> WORK INSTRUCTIONS
Give back all of the records underneath exactly, with no omissions.

Stored data entries
*** Begin section ***

PR #1187, opened 2022-06-29
Use rolling log for EQS storage

### LINKED ISSUE #1183: Update CAPE + Seahorase to latest version of atomic store
[6:53 PM] Mat Richmond
Does the faucet do the write-to-disk thing like the address-book does?

[6:56 PM] 
Philippe Camacho added Jeb Bearer to the chat and shared all chat history.

[6:56 PM] Philippe Camacho
Mat RichmondDoes the faucet do the write-to-disk thing like the address-book does?
Any idea Jeb Bearer?

[6:58 PM] Jeb Bearer
In the healthcheck you mean? I don't believe it does

[6:59 PM] Mat Richmond
we should do that I think.

[6:59 PM] Mat Richmond
At the very least, it should (hopefully) cause healthchecks to fail and the service to restart.

[7:00 PM] Jeb Bearer
I'm not sure that's it, though. The faucet writes to disk anyways every time there is a request, and in the background threads when it generates a transaction

[7:00 PM] Jeb Bearer
I guess at least it would help us catch I/O errors

[7:00 PM] Jeb Bearer
I think the root problem more likely has to do with either running out of space or exceeding some inode or dirent limit because of how many small files it is creating

[7:05 PM] Philippe Camacho
Sorry for the naive question: why does the faucet need to create many files?

[7:07 PM] Mat Richmond
So for a service design, fail fast should be the preferred option. Right now we have failures but the health check continues to be good, which hopefully that would prevent.
 like 1

[7:08 PM] Mat Richmond
If the health check fails, then the service gets restarted and the symptoms are gone, even if the problem is still there. 

[7:08 PM] Mat Richmond
Which preserves service availability.

[7:09 PM] Jeb Bearer
Yep definitely support adding it to healthcheck for that reason

[7:10 PM] Jeb Bearer
Philippe Camacho Sorry for the naive question: why does the faucet need to create many files?
It does not. It uses an implementation of RollingLog from atomicstore that is supposed to keep snapshots of the most recent N states, but the current implementation never actually prunes old states. I think this might be fixed on the latest atomicstore? But not completely sure, NY should know

[7:10 PM] Jeb Bearer
If that is the case, I don't think upgrading CAPE to the latest atomicstore would be too hard
 heart 1 like 1

[7:10 PM] Jeb Bearer
CAPE + Seahorse, that is

[7:11 PM] Philippe Camacho
Cool, thanks Jeb Bearer

sveitser:
- Update atomic store to 0.1.3.
- EQS: keep 5 latest log entries.
- Return Error instead of panicking when commiting faucet grant index.
- [x] Use seahorse `0.2.6` when available.
- https://github.com/EspressoSystems/seahorse/pull/219

Should we make the number of log entries the EQS keep configurable via env var?

Close #1183

### DIFF
--- a/contracts/rust/Cargo.toml
+++ b/contracts/rust/Cargo.toml
@@ -63,7 +63,7 @@ rand = "0.8.4"
 rand_chacha = "0.3.1"
 reef = { git = "https://github.com/EspressoSystems/reef.git", tag = "0.2.2" }
 regex = "1.5.5"
-seahorse = { git = "https://github.com/EspressoSystems/seahorse.git", tag = "0.2.5" }
+seahorse = { git = "https://github.com/EspressoSystems/seahorse.git", branch = "mathis-atomicstore-0.1.3" }
 serde = { version = "1.0.124", features = ["derive"] }
 serde_json = "1.0.67"
 sha3 = "0.9.1"
--- a/contracts/rust/Cargo.toml
+++ b/contracts/rust/Cargo.toml
@@ -63,7 +63,7 @@ rand = "0.8.4"
 rand_chacha = "0.3.1"
 reef = { git = "https://github.com/EspressoSystems/reef.git", tag = "0.2.2" }
 regex = "1.5.5"
-seahorse = { git = "https://github.com/EspressoSystems/seahorse.git", branch = "mathis-atomicstore-0.1.3" }
+seahorse = { git = "https://github.com/EspressoSystems/seahorse.git", tag = "0.2.6" }
 serde = { version = "1.0.124", features = ["derive"] }
 serde_json = "1.0.67"
 sha3 = "0.9.1"
--- a/eqs/src/state_persistence.rs
+++ b/eqs/src/state_persistence.rs
@@ -7,16 +7,18 @@
 
 use crate::query_result_state::QueryResultState;
 use atomic_store::{
-    load_store::BincodeLoadStore, AppendLog, AtomicStore, AtomicStoreLoader, PersistenceError,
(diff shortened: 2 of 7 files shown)


contracts/rust/Cargo.toml
```diff
@@ -63,7 +63,7 @@ rand = "0.8.4"
 rand_chacha = "0.3.1"
 reef = { git = "https://github.com/EspressoSystems/reef.git", tag = "0.2.2" }
 regex = "1.5.5"
-seahorse = { git = "https://github.com/EspressoSystems/seahorse.git", tag = "0.2.5" }
+seahorse = { git = "https://github.com/EspressoSystems/seahorse.git", branch = "mathis-atomicstore-0.1.3" }
```
nyospe, line 66: Should this branch maybe be tagged instead?

eqs/src/state_persistence.rs
```diff
@@ -25,8 +27,10 @@ impl StatePersistence {
         store_path.push("eqs");
         let mut loader = AtomicStoreLoader::create(&store_path, key_tag)?;
         let snapshot_tag = format!("{}_state", key_tag);
-        let state_snapshot =
-            AppendLog::create(&mut loader, Default::default(), &snapshot_tag, 1024)?;
+        let mut state_snapshot =
+            RollingLog::create(&mut loader, Default::default(), &snapshot_tag, 1024)?;
+        state_snapshot.set_retained_entries(EQS_RETAINED_ENTRIES);
```
nyospe, line 32: 👍

contracts/rust/Cargo.toml
sveitser: I'm waiting for the seahorse PR to be merged, will update afterwards.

*** End section ***

> ANSWER TO THE PROBLEM
PR #1187, opened 2022-06-29
Use rolling log for EQS storage

### LINKED ISSUE #1183: Update CAPE + Seahorase to latest version of atomic store
[6:53 PM] Mat Richmond
Does the faucet do the write-to-disk thing like the address-book does?

[6:56 PM] 
Philippe Camacho added Jeb Bearer to the chat and shared all chat history.

[6:56 PM] Philippe Camacho
Mat RichmondDoes the faucet do the write-to-disk thing like the address-book does?
Any idea Jeb Bearer?

[6:58 PM] Jeb Bearer
In the healthcheck you mean? I don't believe it does

[6:59 PM] Mat Richmond
we should do that I think.

[6:59 PM] Mat Richmond
At the very least, it should (hopefully) cause healthchecks to fail and the service to restart.

[7:00 PM] Jeb Bearer
I'm not sure that's it, though. The faucet writes to disk anyways every time there is a request, and in the background threads when it generates a transaction

[7:00 PM] Jeb Bearer
I guess at least it would help us catch I/O errors

[7:00 PM] Jeb Bearer
I think the root problem more likely has to do with either running out of space or exceeding some inode or dirent limit because of how many small files it is creating

[7:05 PM] Philippe Camacho
Sorry for the naive question: why does the faucet need to create many files?

[7:07 PM] Mat Richmond
So for a service design, fail fast should be the preferred option. Right now we have failures but the health check continues to be good, which hopefully that would prevent.
 like 1

[7:08 PM] Mat Richmond
If the health check fails, then the service gets restarted and the symptoms are gone, even if the problem is still there. 

[7:08 PM] Mat Richmond
Which preserves service availability.

[7:09 PM] Jeb Bearer
Yep definitely support adding it to healthcheck for that reason

[7:10 PM] Jeb Bearer
Philippe Camacho Sorry for the naive question: why does the faucet need to create many files?
It does not. It uses an implementation of RollingLog from atomicstore that is supposed to keep snapshots of the most recent N states, but the current implementation never actually prunes old states. I think this might be fixed on the latest atomicstore? But not completely sure, NY should know

[7:10 PM] Jeb Bearer
If that is the case, I don't think upgrading CAPE to the latest atomicstore would be too hard
 heart 1 like 1

[7:10 PM] Jeb Bearer
CAPE + Seahorse, that is

[7:11 PM] Philippe Camacho
Cool, thanks Jeb Bearer

sveitser:
- Update atomic store to 0.1.3.
- EQS: keep 5 latest log entries.
- Return Error instead of panicking when commiting faucet grant index.
- [x] Use seahorse `0.2.6` when available.
- https://github.com/EspressoSystems/seahorse/pull/219

Should we make the number of log entries the EQS keep configurable via env var?

Close #1183

### DIFF
--- a/contracts/rust/Cargo.toml
+++ b/contracts/rust/Cargo.toml
@@ -63,7 +63,7 @@ rand = "0.8.4"
 rand_chacha = "0.3.1"
 reef = { git = "https://github.com/EspressoSystems/reef.git", tag = "0.2.2" }
 regex = "1.5.5"
-seahorse = { git = "https://github.com/EspressoSystems/seahorse.git", tag = "0.2.5" }
+seahorse = { git = "https://github.com/EspressoSystems/seahorse.git", branch = "mathis-atomicstore-0.1.3" }
 serde = { version = "1.0.124", features = ["derive"] }
 serde_json = "1.0.67"
 sha3 = "0.9.1"
--- a/contracts/rust/Cargo.toml
+++ b/contracts/rust/Cargo.toml
@@ -63,7 +63,7 @@ rand = "0.8.4"
 rand_chacha = "0.3.1"
 reef = { git = "https://github.com/EspressoSystems/reef.git", tag = "0.2.2" }
 regex = "1.5.5"
-seahorse = { git = "https://github.com/EspressoSystems/seahorse.git", branch = "mathis-atomicstore-0.1.3" }
+seahorse = { git = "https://github.com/EspressoSystems/seahorse.git", tag = "0.2.6" }
 serde = { version = "1.0.124", features = ["derive"] }
 serde_json = "1.0.67"
 sha3 = "0.9.1"
--- a/eqs/src/state_persistence.rs
+++ b/eqs/src/state_persistence.rs
@@ -7,16 +7,18 @@
 
 use crate::query_result_state::QueryResultState;
 use atomic_store::{
-    load_store::BincodeLoadStore, AppendLog, AtomicStore, AtomicStoreLoader, PersistenceError,
(diff shortened: 2 of 7 files shown)


contracts/rust/Cargo.toml
```diff
@@ -63,7 +63,7 @@ rand = "0.8.4"
 rand_chacha = "0.3.1"
 reef = { git = "https://github.com/EspressoSystems/reef.git", tag = "0.2.2" }
 regex = "1.5.5"
-seahorse = { git = "https://github.com/EspressoSystems/seahorse.git", tag = "0.2.5" }
+seahorse = { git = "https://github.com/EspressoSystems/seahorse.git", branch = "mathis-atomicstore-0.1.3" }
```
nyospe, line 66: Should this branch maybe be tagged instead?

eqs/src/state_persistence.rs
```diff
@@ -25,8 +27,10 @@ impl StatePersistence {
         store_path.push("eqs");
         let mut loader = AtomicStoreLoader::create(&store_path, key_tag)?;
         let snapshot_tag = format!("{}_state", key_tag);
-        let state_snapshot =
-            AppendLog::create(&mut loader, Default::default(), &snapshot_tag, 1024)?;
+        let mut state_snapshot =
+            RollingLog::create(&mut loader, Default::default(), &snapshot_tag, 1024)?;
+        state_snapshot.set_retained_entries(EQS_RETAINED_ENTRIES);
```
nyospe, line 32: 👍

contracts/rust/Cargo.toml
sveitser: I'm waiting for the seahorse PR to be merged, will update afterwards.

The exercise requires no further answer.